## [Exercise goal]
Filter the listing below, keeping every line that holds "opened".

## [Provided data]
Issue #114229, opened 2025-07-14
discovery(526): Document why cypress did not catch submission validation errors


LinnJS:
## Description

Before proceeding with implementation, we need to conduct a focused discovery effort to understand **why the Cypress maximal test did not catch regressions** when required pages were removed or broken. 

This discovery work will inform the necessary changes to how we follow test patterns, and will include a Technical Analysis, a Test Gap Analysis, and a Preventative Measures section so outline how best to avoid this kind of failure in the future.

==

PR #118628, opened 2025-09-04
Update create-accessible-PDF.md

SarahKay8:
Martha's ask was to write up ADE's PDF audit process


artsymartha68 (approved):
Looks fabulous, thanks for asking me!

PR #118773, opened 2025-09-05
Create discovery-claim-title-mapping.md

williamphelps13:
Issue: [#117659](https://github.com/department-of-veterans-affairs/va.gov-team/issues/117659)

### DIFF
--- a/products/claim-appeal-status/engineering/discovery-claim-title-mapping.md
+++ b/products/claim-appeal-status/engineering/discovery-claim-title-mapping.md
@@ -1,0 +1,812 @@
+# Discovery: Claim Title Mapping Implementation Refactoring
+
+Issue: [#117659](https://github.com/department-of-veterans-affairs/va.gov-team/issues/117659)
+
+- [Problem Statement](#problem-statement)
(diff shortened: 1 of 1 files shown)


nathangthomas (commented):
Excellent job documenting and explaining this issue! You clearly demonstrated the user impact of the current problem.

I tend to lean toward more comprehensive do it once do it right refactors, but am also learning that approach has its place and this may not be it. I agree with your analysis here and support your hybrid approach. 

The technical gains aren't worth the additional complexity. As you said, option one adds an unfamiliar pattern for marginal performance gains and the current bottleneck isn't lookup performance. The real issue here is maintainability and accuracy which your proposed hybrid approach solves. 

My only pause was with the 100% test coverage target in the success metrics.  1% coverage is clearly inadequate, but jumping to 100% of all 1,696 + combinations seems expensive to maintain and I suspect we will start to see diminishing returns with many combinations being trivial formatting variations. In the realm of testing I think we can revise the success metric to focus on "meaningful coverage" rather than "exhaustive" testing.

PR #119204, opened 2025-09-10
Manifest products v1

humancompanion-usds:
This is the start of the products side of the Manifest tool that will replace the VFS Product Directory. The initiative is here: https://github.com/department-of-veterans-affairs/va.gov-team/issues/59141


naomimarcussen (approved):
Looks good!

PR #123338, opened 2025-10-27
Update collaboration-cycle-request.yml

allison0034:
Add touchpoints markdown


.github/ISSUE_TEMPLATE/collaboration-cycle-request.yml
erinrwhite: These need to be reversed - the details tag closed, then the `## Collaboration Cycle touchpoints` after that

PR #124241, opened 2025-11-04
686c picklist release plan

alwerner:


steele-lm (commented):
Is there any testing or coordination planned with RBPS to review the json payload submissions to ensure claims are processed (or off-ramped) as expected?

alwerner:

--

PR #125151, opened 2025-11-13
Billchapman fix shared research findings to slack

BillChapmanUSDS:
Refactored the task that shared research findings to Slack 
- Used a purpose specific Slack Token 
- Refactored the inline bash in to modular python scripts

## [Result]
Issue #114229, opened 2025-07-14
PR #118628, opened 2025-09-04
PR #118773, opened 2025-09-05
PR #119204, opened 2025-09-10
PR #123338, opened 2025-10-27
PR #124241, opened 2025-11-04
PR #125151, opened 2025-11-13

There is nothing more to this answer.